• _Saved entries_

-- Opening Marker --

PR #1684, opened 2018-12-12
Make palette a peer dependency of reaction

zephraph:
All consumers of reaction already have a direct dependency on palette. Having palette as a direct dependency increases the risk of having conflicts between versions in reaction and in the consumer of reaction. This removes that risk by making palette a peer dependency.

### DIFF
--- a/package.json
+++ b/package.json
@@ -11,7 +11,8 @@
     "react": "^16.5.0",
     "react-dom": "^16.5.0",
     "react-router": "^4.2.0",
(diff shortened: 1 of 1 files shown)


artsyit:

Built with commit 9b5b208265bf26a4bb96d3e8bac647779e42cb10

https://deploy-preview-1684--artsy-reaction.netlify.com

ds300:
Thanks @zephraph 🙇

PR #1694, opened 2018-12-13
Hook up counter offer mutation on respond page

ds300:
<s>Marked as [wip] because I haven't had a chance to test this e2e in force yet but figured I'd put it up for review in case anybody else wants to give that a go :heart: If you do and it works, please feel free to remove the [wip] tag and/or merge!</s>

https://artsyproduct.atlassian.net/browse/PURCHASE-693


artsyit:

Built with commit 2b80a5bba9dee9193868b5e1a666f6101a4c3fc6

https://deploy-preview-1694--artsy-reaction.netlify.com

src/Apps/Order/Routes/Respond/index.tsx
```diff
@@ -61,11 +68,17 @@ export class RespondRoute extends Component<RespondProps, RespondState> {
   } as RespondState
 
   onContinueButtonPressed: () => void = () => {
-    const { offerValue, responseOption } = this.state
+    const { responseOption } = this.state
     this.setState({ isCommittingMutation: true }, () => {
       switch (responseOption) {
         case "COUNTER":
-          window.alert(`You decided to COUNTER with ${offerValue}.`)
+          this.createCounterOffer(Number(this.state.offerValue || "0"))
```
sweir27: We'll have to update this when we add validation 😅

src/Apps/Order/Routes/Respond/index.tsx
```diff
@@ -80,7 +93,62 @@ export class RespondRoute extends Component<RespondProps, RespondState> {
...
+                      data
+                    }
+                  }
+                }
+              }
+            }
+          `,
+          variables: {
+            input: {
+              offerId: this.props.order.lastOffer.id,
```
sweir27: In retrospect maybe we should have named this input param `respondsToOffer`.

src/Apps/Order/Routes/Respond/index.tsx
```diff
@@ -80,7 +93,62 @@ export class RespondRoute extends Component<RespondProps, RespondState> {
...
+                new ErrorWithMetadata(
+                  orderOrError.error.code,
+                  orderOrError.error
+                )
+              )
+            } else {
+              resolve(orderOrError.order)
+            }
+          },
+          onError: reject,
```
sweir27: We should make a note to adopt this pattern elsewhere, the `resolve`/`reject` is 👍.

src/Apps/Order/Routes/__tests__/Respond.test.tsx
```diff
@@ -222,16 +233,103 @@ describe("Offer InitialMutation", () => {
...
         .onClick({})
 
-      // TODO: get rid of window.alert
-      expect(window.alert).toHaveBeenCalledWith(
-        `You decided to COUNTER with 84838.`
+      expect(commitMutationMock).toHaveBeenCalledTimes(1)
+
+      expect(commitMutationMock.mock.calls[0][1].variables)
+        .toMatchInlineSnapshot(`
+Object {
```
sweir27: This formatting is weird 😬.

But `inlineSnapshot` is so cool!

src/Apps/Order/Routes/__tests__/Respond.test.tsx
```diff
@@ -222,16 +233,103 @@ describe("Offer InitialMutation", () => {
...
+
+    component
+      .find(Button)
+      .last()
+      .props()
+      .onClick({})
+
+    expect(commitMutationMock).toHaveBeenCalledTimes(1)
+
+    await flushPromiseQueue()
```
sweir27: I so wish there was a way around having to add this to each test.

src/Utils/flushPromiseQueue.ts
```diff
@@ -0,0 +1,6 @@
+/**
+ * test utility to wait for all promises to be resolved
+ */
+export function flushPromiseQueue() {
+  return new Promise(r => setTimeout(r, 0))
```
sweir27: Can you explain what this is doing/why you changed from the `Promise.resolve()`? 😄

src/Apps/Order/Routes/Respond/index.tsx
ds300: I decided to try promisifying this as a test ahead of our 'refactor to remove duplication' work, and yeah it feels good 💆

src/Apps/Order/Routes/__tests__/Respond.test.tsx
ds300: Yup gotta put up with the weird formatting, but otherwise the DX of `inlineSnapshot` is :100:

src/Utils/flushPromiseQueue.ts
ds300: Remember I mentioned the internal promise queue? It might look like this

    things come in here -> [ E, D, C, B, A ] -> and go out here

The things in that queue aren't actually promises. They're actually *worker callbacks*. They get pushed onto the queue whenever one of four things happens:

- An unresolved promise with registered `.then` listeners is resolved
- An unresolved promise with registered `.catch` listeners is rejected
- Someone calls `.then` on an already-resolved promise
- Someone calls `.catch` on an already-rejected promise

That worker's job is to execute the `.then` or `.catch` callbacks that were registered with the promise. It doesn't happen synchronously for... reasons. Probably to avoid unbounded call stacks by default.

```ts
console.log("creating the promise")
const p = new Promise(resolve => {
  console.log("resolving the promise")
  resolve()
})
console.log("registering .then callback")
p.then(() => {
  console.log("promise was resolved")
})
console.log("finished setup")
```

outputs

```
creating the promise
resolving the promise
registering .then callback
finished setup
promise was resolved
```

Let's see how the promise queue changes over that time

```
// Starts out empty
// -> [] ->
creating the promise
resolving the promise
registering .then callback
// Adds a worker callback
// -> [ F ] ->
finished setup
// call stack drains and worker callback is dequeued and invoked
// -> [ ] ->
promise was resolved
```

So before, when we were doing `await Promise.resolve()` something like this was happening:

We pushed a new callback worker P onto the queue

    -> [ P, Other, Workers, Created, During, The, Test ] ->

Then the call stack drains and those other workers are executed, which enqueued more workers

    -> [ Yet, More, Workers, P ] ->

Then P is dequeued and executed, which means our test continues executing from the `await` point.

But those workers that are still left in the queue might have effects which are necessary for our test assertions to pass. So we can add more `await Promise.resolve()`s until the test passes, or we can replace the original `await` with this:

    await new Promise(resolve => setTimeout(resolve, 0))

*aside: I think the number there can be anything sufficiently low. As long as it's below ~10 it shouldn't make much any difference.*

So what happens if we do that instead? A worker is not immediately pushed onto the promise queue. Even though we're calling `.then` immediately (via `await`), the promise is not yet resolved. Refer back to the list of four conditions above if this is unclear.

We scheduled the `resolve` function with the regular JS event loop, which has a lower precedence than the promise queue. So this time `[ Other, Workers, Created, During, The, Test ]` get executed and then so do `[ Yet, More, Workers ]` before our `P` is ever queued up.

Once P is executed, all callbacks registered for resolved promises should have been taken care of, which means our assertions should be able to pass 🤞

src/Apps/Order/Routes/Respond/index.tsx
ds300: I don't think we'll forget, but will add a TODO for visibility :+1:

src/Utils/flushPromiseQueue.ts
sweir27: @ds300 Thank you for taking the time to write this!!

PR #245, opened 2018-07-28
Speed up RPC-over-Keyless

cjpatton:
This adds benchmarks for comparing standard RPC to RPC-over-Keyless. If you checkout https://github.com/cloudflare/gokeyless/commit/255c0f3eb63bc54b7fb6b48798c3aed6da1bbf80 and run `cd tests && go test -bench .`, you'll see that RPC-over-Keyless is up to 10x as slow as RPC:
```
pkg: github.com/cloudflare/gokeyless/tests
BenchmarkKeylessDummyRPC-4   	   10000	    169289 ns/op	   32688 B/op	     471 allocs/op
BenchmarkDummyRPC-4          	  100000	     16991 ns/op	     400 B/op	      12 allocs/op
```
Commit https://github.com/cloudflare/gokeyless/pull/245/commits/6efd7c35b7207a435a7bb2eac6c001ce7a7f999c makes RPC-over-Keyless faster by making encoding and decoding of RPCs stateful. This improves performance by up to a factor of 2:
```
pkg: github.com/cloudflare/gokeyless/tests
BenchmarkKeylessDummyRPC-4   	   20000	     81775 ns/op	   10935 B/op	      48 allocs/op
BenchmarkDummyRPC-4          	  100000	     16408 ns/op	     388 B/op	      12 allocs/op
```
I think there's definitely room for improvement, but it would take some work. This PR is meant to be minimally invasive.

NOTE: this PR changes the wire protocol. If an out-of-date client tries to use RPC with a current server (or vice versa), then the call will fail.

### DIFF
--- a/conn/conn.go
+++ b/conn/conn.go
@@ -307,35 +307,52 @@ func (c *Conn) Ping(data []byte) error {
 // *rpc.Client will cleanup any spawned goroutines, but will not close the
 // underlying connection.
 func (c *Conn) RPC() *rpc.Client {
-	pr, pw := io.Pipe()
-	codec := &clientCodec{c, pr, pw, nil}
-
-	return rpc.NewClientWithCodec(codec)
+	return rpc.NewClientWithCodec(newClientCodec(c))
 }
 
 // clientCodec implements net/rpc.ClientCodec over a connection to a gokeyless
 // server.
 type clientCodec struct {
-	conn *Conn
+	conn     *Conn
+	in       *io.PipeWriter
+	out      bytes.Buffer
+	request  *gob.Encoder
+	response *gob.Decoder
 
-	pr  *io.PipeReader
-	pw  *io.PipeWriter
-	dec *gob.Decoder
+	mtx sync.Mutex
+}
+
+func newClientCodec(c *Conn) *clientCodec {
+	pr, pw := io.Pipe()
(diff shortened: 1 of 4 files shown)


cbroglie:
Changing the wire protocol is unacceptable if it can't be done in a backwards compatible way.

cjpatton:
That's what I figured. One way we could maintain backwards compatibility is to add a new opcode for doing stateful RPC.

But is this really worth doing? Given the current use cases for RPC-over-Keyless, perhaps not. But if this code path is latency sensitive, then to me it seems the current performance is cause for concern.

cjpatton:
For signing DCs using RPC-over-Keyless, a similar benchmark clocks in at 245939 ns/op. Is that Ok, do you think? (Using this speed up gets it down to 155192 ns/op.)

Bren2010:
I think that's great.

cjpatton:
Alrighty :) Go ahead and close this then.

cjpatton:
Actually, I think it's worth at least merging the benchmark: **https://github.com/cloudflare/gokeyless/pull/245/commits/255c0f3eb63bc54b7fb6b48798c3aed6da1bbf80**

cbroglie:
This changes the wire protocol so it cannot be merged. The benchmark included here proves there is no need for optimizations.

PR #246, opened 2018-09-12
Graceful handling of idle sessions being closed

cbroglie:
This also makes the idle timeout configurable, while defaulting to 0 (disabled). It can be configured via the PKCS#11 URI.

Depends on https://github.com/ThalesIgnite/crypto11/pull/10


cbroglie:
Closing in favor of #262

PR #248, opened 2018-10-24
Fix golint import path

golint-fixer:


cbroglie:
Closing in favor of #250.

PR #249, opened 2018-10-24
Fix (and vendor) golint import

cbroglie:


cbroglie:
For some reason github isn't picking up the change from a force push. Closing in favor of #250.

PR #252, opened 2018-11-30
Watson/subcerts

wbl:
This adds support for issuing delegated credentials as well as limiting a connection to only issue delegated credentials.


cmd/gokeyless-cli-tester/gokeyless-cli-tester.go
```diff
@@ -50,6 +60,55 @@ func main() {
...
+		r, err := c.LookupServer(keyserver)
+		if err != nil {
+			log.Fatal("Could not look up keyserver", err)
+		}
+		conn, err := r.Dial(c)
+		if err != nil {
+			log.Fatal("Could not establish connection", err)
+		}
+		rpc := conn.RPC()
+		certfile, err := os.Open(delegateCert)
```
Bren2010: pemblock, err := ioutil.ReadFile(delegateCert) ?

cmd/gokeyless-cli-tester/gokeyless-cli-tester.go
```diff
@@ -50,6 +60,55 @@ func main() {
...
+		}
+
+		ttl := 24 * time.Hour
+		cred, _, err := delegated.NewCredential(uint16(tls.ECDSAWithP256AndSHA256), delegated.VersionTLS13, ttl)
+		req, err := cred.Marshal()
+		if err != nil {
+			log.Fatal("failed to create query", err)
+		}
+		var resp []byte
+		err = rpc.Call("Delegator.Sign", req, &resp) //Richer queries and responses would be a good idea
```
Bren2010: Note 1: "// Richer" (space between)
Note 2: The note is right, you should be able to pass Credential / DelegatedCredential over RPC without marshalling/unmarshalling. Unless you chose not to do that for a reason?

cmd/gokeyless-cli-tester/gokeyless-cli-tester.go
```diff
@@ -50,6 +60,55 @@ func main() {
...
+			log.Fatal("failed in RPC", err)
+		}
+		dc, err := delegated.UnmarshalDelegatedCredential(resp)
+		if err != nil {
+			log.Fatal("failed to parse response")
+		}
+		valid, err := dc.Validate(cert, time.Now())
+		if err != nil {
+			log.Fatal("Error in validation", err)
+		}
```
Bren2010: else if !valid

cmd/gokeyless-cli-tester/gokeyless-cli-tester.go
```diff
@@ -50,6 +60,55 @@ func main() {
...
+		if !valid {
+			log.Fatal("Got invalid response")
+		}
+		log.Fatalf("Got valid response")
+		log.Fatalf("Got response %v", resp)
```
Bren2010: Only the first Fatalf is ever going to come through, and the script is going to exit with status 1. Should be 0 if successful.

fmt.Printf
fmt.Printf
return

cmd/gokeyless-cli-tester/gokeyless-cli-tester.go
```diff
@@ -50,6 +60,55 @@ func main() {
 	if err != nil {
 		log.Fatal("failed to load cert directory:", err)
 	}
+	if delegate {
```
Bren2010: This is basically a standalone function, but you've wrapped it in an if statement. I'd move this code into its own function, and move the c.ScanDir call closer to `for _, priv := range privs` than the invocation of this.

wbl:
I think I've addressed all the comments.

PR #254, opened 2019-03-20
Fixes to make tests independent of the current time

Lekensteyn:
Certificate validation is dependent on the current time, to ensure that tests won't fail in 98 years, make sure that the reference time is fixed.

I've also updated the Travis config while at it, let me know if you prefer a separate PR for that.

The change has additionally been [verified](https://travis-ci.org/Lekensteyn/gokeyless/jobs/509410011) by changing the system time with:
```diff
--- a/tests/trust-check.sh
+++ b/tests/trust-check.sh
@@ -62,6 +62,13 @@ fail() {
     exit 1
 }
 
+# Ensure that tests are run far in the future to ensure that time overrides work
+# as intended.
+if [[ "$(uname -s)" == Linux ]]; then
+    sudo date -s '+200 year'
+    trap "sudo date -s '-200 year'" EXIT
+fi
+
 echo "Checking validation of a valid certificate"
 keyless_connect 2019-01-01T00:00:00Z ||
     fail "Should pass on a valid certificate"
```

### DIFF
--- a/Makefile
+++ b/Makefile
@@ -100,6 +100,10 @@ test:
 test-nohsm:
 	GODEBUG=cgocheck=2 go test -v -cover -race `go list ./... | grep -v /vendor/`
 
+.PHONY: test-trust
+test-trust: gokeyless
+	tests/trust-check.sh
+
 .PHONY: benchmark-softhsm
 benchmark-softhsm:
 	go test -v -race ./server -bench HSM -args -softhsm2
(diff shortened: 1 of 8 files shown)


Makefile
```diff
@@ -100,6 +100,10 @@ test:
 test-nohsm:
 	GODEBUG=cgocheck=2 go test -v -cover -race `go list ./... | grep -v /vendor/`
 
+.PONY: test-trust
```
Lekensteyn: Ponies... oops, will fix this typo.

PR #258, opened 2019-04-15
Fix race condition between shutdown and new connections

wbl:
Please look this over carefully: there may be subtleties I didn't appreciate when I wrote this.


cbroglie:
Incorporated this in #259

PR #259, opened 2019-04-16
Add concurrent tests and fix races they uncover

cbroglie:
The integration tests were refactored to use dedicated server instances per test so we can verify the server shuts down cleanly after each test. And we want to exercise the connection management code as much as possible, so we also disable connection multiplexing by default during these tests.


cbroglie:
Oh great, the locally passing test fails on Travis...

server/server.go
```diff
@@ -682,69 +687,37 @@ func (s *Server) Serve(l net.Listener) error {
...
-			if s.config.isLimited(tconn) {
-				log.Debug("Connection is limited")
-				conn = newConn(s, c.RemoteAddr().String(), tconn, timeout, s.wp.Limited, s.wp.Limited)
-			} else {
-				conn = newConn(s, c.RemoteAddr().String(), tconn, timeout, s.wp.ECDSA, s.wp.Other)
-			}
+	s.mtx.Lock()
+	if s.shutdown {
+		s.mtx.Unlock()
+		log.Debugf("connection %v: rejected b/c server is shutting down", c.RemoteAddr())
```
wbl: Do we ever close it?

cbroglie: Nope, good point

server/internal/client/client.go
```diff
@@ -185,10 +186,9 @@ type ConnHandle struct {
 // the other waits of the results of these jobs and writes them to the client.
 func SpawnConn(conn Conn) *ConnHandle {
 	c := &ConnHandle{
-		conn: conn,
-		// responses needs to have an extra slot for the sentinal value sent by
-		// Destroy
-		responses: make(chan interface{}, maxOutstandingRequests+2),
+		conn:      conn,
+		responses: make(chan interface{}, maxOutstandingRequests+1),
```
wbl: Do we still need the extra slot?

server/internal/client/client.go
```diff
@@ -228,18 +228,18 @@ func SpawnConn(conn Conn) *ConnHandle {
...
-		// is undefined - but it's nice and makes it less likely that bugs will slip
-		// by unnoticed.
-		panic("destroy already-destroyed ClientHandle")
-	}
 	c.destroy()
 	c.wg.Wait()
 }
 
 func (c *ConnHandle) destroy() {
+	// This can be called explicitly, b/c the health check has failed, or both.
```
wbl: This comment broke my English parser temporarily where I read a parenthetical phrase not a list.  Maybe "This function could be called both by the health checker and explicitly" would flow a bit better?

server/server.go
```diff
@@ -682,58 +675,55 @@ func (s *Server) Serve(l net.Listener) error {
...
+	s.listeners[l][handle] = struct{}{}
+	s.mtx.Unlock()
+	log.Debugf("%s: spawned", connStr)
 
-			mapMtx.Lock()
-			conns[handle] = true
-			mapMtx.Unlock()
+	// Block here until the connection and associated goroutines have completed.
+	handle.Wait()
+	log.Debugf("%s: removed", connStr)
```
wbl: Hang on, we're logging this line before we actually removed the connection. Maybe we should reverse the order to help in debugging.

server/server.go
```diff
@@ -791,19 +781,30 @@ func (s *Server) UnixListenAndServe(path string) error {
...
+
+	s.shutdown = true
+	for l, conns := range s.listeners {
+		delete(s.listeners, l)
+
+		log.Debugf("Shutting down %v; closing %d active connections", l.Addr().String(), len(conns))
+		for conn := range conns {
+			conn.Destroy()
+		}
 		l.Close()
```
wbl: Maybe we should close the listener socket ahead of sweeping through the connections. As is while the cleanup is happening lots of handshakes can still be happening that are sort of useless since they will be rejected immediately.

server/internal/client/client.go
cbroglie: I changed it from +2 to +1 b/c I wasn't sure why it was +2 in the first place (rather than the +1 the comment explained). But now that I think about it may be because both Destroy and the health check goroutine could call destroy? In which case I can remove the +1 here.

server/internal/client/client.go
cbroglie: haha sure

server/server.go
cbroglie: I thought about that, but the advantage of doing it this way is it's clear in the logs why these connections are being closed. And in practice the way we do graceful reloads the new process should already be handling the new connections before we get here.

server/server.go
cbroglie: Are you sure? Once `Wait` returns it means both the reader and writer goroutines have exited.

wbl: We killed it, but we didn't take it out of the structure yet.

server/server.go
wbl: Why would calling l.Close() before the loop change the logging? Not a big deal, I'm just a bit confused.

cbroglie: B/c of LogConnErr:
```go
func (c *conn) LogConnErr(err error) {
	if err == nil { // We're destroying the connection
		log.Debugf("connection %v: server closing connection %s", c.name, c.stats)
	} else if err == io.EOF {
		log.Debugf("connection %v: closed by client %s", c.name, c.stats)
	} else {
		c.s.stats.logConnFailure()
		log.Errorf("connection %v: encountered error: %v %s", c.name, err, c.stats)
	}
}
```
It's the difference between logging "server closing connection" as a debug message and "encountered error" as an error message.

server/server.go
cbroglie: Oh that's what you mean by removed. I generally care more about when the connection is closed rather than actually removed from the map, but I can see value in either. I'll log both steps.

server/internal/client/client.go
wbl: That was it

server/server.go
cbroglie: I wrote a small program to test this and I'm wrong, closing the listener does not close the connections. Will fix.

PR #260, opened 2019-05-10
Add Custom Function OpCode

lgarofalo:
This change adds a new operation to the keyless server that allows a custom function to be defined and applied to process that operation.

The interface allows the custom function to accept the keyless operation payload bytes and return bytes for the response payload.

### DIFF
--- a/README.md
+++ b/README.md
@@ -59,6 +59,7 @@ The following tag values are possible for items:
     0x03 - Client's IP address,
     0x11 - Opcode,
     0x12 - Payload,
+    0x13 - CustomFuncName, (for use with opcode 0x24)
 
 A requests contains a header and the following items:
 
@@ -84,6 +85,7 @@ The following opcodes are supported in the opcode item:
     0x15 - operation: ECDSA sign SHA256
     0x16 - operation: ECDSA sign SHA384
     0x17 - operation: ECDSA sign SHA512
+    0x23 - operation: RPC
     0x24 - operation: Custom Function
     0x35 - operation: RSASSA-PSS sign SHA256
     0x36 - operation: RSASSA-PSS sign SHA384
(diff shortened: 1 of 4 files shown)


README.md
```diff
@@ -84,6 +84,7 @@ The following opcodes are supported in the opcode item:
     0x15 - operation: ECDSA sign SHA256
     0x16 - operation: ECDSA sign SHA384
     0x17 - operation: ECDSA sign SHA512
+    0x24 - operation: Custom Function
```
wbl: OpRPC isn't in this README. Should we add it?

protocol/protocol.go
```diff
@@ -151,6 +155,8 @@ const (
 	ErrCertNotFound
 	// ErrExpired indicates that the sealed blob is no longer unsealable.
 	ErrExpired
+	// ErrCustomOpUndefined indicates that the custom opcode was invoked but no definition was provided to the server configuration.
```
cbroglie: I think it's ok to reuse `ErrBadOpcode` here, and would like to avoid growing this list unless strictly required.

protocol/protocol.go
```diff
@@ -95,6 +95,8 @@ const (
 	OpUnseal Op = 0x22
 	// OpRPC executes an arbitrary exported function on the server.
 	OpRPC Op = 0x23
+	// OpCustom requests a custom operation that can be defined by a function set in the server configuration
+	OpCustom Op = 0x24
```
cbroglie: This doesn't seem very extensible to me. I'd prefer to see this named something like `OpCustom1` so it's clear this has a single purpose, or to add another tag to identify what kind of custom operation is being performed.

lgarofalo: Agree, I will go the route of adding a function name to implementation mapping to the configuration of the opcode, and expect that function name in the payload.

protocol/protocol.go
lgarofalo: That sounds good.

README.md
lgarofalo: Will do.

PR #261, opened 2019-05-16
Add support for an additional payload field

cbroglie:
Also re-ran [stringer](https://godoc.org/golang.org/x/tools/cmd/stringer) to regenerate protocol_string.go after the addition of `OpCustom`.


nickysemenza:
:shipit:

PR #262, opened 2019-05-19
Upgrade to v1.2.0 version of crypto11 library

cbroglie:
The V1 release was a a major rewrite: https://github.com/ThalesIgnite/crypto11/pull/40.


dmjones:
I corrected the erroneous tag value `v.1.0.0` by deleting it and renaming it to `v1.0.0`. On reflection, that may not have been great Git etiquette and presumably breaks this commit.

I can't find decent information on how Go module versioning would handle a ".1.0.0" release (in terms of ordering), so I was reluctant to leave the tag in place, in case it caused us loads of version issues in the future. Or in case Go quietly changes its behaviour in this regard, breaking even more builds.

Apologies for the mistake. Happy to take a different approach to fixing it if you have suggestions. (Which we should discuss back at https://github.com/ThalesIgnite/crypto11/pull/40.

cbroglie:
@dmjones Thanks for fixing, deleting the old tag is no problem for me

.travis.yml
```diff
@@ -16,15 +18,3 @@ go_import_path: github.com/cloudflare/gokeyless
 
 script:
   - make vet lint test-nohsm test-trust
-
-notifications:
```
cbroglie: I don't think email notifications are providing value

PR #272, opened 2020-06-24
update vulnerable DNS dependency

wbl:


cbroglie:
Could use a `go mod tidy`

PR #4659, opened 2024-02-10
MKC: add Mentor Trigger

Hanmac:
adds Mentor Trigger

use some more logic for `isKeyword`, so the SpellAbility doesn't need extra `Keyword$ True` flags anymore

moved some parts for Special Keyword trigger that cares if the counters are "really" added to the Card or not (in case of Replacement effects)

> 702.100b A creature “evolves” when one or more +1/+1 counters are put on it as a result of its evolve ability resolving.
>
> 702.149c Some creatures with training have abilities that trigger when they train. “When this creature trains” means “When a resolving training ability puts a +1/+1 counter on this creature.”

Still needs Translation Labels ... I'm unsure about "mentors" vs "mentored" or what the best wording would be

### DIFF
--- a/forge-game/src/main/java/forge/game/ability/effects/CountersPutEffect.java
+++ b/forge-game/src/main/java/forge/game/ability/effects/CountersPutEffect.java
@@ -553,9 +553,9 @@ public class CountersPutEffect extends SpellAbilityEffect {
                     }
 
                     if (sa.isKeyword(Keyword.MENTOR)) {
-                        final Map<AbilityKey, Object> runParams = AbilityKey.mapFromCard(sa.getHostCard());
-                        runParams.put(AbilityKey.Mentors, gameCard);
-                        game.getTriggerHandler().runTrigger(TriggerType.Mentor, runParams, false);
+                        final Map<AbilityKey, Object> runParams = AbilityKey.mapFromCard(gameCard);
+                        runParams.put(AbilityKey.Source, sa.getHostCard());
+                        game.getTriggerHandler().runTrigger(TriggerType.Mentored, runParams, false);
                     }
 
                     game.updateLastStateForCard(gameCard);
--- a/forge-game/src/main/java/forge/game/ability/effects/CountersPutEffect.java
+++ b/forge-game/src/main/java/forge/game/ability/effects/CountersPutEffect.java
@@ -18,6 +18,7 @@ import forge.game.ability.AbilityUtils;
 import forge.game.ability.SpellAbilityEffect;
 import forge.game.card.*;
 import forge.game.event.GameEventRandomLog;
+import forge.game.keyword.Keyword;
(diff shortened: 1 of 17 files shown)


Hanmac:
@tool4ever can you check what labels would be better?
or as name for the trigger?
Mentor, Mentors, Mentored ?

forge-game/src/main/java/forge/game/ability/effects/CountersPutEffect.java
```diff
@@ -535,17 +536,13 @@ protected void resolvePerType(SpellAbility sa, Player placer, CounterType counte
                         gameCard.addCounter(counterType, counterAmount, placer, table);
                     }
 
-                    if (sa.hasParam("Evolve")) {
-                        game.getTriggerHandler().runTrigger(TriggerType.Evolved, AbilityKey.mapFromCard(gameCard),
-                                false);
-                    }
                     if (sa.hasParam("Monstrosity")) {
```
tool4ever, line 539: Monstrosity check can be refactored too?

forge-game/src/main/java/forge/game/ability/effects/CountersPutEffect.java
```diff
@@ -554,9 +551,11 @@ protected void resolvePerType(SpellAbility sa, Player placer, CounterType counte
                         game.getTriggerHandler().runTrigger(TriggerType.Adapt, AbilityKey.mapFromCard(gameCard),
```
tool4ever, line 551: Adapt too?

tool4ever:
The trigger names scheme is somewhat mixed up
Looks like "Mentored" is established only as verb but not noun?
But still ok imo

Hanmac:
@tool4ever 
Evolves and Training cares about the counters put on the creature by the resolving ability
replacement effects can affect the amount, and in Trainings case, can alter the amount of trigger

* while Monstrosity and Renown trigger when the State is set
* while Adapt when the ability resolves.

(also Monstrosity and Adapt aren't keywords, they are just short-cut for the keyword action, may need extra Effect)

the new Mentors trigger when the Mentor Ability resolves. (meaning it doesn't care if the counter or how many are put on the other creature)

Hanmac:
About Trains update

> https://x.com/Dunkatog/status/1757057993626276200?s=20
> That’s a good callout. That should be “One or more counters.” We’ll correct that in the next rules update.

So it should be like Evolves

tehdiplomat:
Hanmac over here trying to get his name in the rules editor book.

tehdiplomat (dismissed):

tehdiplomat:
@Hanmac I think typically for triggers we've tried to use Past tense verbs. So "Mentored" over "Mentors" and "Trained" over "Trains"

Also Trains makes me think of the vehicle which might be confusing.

-- Closing Marker --

• _Brief_
Quote in full each line from the top of the records above through the line with "sweir27: In retrospect"; stop after that line.

• _Exercise response_
PR #1684, opened 2018-12-12
Make palette a peer dependency of reaction

zephraph:
All consumers of reaction already have a direct dependency on palette. Having palette as a direct dependency increases the risk of having conflicts between versions in reaction and in the consumer of reaction. This removes that risk by making palette a peer dependency.

### DIFF
--- a/package.json
+++ b/package.json
@@ -11,7 +11,8 @@
     "react": "^16.5.0",
     "react-dom": "^16.5.0",
     "react-router": "^4.2.0",
(diff shortened: 1 of 1 files shown)


artsyit:

Built with commit 9b5b208265bf26a4bb96d3e8bac647779e42cb10

https://deploy-preview-1684--artsy-reaction.netlify.com

ds300:
Thanks @zephraph 🙇

PR #1694, opened 2018-12-13
Hook up counter offer mutation on respond page

ds300:
<s>Marked as [wip] because I haven't had a chance to test this e2e in force yet but figured I'd put it up for review in case anybody else wants to give that a go :heart: If you do and it works, please feel free to remove the [wip] tag and/or merge!</s>

https://artsyproduct.atlassian.net/browse/PURCHASE-693


artsyit:

Built with commit 2b80a5bba9dee9193868b5e1a666f6101a4c3fc6

https://deploy-preview-1694--artsy-reaction.netlify.com

src/Apps/Order/Routes/Respond/index.tsx
```diff
@@ -61,11 +68,17 @@ export class RespondRoute extends Component<RespondProps, RespondState> {
   } as RespondState
 
   onContinueButtonPressed: () => void = () => {
-    const { offerValue, responseOption } = this.state
+    const { responseOption } = this.state
     this.setState({ isCommittingMutation: true }, () => {
       switch (responseOption) {
         case "COUNTER":
-          window.alert(`You decided to COUNTER with ${offerValue}.`)
+          this.createCounterOffer(Number(this.state.offerValue || "0"))
```
sweir27: We'll have to update this when we add validation 😅

src/Apps/Order/Routes/Respond/index.tsx
```diff
@@ -80,7 +93,62 @@ export class RespondRoute extends Component<RespondProps, RespondState> {
...
+                      data
+                    }
+                  }
+                }
+              }
+            }
+          `,
+          variables: {
+            input: {
+              offerId: this.props.order.lastOffer.id,
```
sweir27: In retrospect maybe we should have named this input param `respondsToOffer`.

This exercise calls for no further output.